Using AI to streamline complex and costly processes is a budding trend within the pharma industry.
- Pharma giants are rushing to get a hold of AI. Eli Lilly struck a $560 million deal with San Francisco-based AI developer Atomwise — which also holds partnerships with Merck and AbbVie — to accelerate drug discovery earlier this month, and AstraZeneca tied up with UK-based BenevolentAI in May. It makes sense for pharma companies to lean on tech that makes drug development more efficient: Drug makers shell out $2.6 billion to develop a new prescription medication and bring it to market, up from the $1 billion it cost in the early 2000s.
- And pharma’s demand for AI has created a doorway for tech players to slide into the health space. Big names in innovation have forged deals with pharma companies: Verily linked up with Novartis, Sanofi, Otsuka, and Pfizer last month to streamline clinical trials. And IBM Watson boasts partnerships with Sanofi, Johnson & Johnson, and Pfizer for its drug discovery program, but halted the program’s advancement in April.

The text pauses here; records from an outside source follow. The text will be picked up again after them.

PR #1002, opened 2023-05-06
Feature/metadata additions

dhedey:
## Summary
* Adds `Origin` and `PublicKeyHash` and metadata values, in time for the ash internal release.
* Also slightly adjusted `Instant` and the virtualization process uses `PublicKeyHash` for slight better alignment / semantics.
* Added `owner_keys` metadata on virtual account/identity instantiation, in preparation for ROLA

## Details

`Origin` is supposed to represent a website origin (ie scheme, host + port) in the web-browser sense, and will be used for ROLA. Validation has not (yet) been added to Origin. This will follow in a later PR when I also fix up other issues with the metadata behaviour.

The `PublicKeyHash` is the final 29 bytes of the Blake2b-256 hash of the public key bytes (in the canonical Radix encoding).

### BREAKING CHANGE

Instant is now serialized in the manifest as _just_ `Xi64` instead of a `Tuple(Xi64)` (for X = seconds since the unix epoch).

```
# Set Instant (or the value in seconds since unix epoch) Metadata on Resource
SET_METADATA
    Address("${resource_address}")
    "field_name"
    Enum(0u8, # Single item
        Enum(12u8, # Instant - ie Timestamp
            # Value in seconds since Unix Epoch
            10000i64
        )
    );
```

### New metadata value types - Origin and PublicKeyHash

The following commands can be used to set `Origin` and `PublicKeyHash` - both of which are being used for ROLA.

I've also updated `transaction/examples/metadata/metadata.rtm` with more comments to help understand how to set metadata.

```
# Set Origin Metadata on Resource
SET_METADATA
    Address("${resource_address}")
    "field_name"
    Enum(0u8, # Single item
        Enum(14u8, # Origin
            "https://radixdlt.com"
        )
    );

# Set PublicKeyHash Metadata on Resource
SET_METADATA
    Address("${resource_address}")
    "field_name"
    Enum(0u8, # Single item
        Enum(15u8, # PublicKeyHash
            Enum(0u8, # 0 = Secp256k1, 1 = Ed25519
                # The hex-encoded final 29 bytes of the Blake2b-256 hash of the public key bytes (in the canonical Radix encoding)
                Bytes("0000000000000000000000000000000000000000000000000000000000")
            )
        )
    );

```


radix-engine/src/blueprints/account/package.rs
```diff
@@ -245,11 +245,14 @@ impl AccountNativePackage {
                 let input: VirtualLazyLoadInput = input.as_typed().map_err(|e| {
                     RuntimeError::SystemUpstreamError(SystemUpstreamError::InputDecodeError(e))
                 })?;
-                let rtn = AccountBlueprint::create_virtual_ecdsa_256k1(input.id, api)?;
+
+                let public_key_hash =
```
talekhinezh, line 249: Minor: can we move the conversion from `Vec<u8>` to `PublicKeyHash` into the `create_virtual` function as the input for virtualization should be a generic byte array (only the function should know what it actually represents).

radix-engine/src/blueprints/identity/package.rs
```diff
@@ -168,7 +171,10 @@ impl IdentityNativePackage {
                     RuntimeError::SystemUpstreamError(SystemUpstreamError::InputDecodeError(e))
                 })?;
 
-                let rtn = IdentityBlueprint::create_eddsa_virtual(input.id, api)?;
+                let public_key_hash =
```
talekhinezh, line 174: ditto here

radix-engine/src/blueprints/identity/package.rs
```diff
@@ -221,34 +227,15 @@ impl IdentityBlueprint {
         Ok((address, bucket))
     }
 
-    pub fn create_ecdsa_virtual<Y>(
-        id: [u8; NodeId::UUID_LENGTH],
+    pub fn create_virtual<Y>(
```
talekhinezh, line 230: As mentioned can we revert this or to clean it up create a separate internal function which combines the two.

talekhinezh (approved):

radix-engine/src/blueprints/account/package.rs
dhedey: Can do. I viewed the AccountBlueprint as wanting to talk in terms of abstractions it understands (ie `PublicKeyHash`) and felt that handling NodeIds and how they translate to hashes was the remit of this virtualization layer? But happy to move it :)

PR #1392, opened 2025-02-03
Allow omitting AWS account parameter while fetching secrets

neiljohari:
# Problem

When using OIDC in GHA to assume a role to execute commands via AWS cli, you do not have a profile.

For instance, running `aws configure list` after using OIDC:
```
      Name                    Value             Type    Location
      ----                    -----             ----    --------
   profile                <not set>             None    None
access_key     ****************AMST              env    
secret_key     ****************JxL9              env    
    region                us-east-1              env    ['AWS_REGION', 'AWS_DEFAULT_REGION']
```

You don't get any profile.

Also you'd expect `kamal secrets fetch --adapter aws_secrets_manager` to use whatever profile is exported as `AWS_DEFAULT_PROFILE`, even if it's pointing to something other than the actual profile named `default` if it exists. 

# Solution

When calling `aws secretsmanager batch-get-secret-value`, it's not actually required to pass an account id. If omitted, it'll follow the CLI's general precedence order for determining what account to use.

So, we can modify the adapter to allow omitting the account option and defaulting it to `nil`. Then, we can only add the argument conditionally if passed in.

This will correctly enable use cases like deployment via GHA and OIDC.

### DIFF
--- a/lib/kamal/secrets/adapters/aws_secrets_manager.rb
+++ b/lib/kamal/secrets/adapters/aws_secrets_manager.rb
@@ -48,4 +48,3 @@ class Kamal::Secrets::Adapters::AwsSecretsManager < Kamal::Secrets::Adapters::Ba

We’ll likely see more pharma companies tap digital health tech to ease the strain on revenue stemming from government scrutiny.Pharma companies might feel more pressure than ever to invest in tech that provides a financial cushion since the government is kicking efforts to up transparency and slim drug price tags into high gear.
For example, the HHS unleashed a rule last month that will force pharma companies to list drug prices on TV ads come July. And it’s clear these companies are feeling the heat: In response, Eli Lilly, Amgen, and Merck slammedthe Centers for Medicare and Medicaid Services with a lawsuit last week, per The Wall Street Journal.
And they’re pouring more cash into lobbying efforts, which is a trend we expect to continue: Drug makers spent $70 million on lobbying efforts in 2018, marking the second highest spending year on record after 2009 when they doled out $87 million in the wake of the Affordable Care Act, per Market Watch.